_Data extracted from a collection_.
_____
Issue #1071, opened 2021-05-11
Make BigQuery Usage Extractor Support Relational Metadata Store


sahithi03:
Currently usage extractor needs a couple of changes in order to use it with a relational metadata store:
1. GCP console allows running queries using tables from a project different from the one the extractor is used for; e.g We can query tables of Project A from the console of Project B. This will result in "[referenced tables](https://cloud.google.com/logging/docs/reference/audit/bigquery/rest/Shared.Types/AuditData#JobStatistics)" containing tables from a different project. If we use Amundsen with a specific env(google cloud project), the backend relational metadata store will not store tables from a different project leading to a FK constraint violation  between table_usage and table_metadata tables.

2. The bigquery usage extractor job will run after bigquery metadata extractor job because of the foreign key dependency between table_usage and table_metadata tables, however if new tables are created and queried while BQ Metadata extractor job is still running, the logging API response might return a few referenced tables that don’t exist yet in table_metadata tables leading to a FK constraint violation.

3. Whenever we run queries on tables that have table decorators the referenced table name has the decorator included in it.  
e.g `SELECT COUNT(*) FROM [PROJECT_ID:DATASET.TABLE@-3600000]` the referenced tables returned by this query will be TABLE@- 3600000, since this is not originally stored in table_metadata table, this will again result in FK constraint violation

4. Similarly when date sharded tables are queried (Table_20210503), the "referenced tables" contains the table_name along with the suffix (Table_20210503) but since the [metadata extractor](https://github.com/amundsen-io/amundsen/blob/main/databuilder/databuilder/extractor/bigquery_metadata_extractor.py#L50&L51) does not extract metadata of each sharded table, this will lead to a FK constraint violation. 
5. When temporary/ anonymous tables are queried their usage count is also recorded.
6. When we have metadata queries like `select * from my-project.my-dataset.INFORMATION_SCHEMA.TABLES;` or `select * from my-project.my-dataset.__TABLES__ ` the "referenced tables" contains INFORMATION_SCHEMA or `__TABLES__ `as the table referred by the query job.
## Expected Behavior or Use Case

BigQuery usage extractor should only extract usage for tables present in the table_metadata table.
## Service or Ingestion ETL

Databuilder extractors
## Possible Implementation

Possible solutions for each of the issues mentioned above: 
[...]

Issue #1070, opened 2021-05-10
Make BigQuery Watermark Extractor support Relational Metadata store


sahithi03:
When we have a relational DB as metadata store we would have to run bigquery metadata extractor job followed by watermark extractor job in order to follow the foreign key dependency between table_metadata and table_watermark tables.
However, while bigquery metadata extractor job is running, if new tables are added in the google cloud project that is configured with the extractors, then the watermark extractor might extract watermark for tables not yet existing in the table_metadata table, which will lead to a FK constraint violation.

## Expected Behavior or Use Case

Watermark extractor should only extract metadata for tables created before the execution-time of the bigquery metadata extractor in order to avoid fetching tables that might lead to a FK constraint violation.
## Service or Ingestion ETL

Databuilder Extractors
## Possible Implementation

One possible solution is to have a Config cutoff-time which can be set to the actual execution-time of the bigquery metadata task. If not configured, the default for the cutoff-time config can be current time.
The watermark extractor can check if the table creation time (https://cloud.google.com/bigquery/docs/reference/rest/v2/tables#Table) is less than the cutoff-time and only extract watermark metadata for those tables.
## Context
We are using BigQuery as the DataWarehouse and MySQL as the metadata store.

crazy-2020:
Thanks, I do not have any concern. The cutoff-time would work for both graph db and mysql users and its default value can work for the main graph db users.

feng-tao:
Feel free to create to pr to fix it! thanks

feng-tao:
make sense, FYI, for graph db, if the table only appears after the extractor has run, the watermark node will be a stale node which won't affect the UI. But I could see it could be an issue for rdbms case.

PR #1109, opened 2021-05-18
Fix: Make BigQuery extractors support Relational Metadata store

sahithi03:
### Summary of Changes

Changes made according to the issues: #1070 & #1071
Additional changes made not mentioned in the issue: 
- Skip usage counts for wildcard tables: When there is a query like `select * from project:dataset:tableprefix*`, the `'referenced tables'` in the logging response contains the tableId as tableprefix* resulting in a FK constraint violation between table_usage and table_metadata tables.

### Tests

Added unit tests for the new configs in bigquery_usage_extractor and bigquery_watermark_extractor. 
### Documentation

N/A
### CheckList

### DIFF
--- a/databuilder/databuilder/extractor/bigquery_usage_extractor.py
+++ b/databuilder/databuilder/extractor/bigquery_usage_extractor.py
@@ -4,7 +4,9 @@
 import logging
 import re
 from collections import namedtuple
-from datetime import date, timedelta
+from datetime import (
+    datetime, timedelta, timezone,
+)
 from time import sleep
 from typing import (
     Any, Dict, Iterator, List, Optional, Tuple,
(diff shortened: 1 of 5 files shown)


crazy-2020:
LGTM, we'll see if Amundsen community has any concern.

databuilder/databuilder/extractor/bigquery_usage_extractor.py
_____
_PROBLEM TO WORK ON_.
From the entries above, extract each line containing "made".

_WRITTEN SOLUTION_.
Changes made according to the issues: #1070 & #1071
Additional changes made not mentioned in the issue: 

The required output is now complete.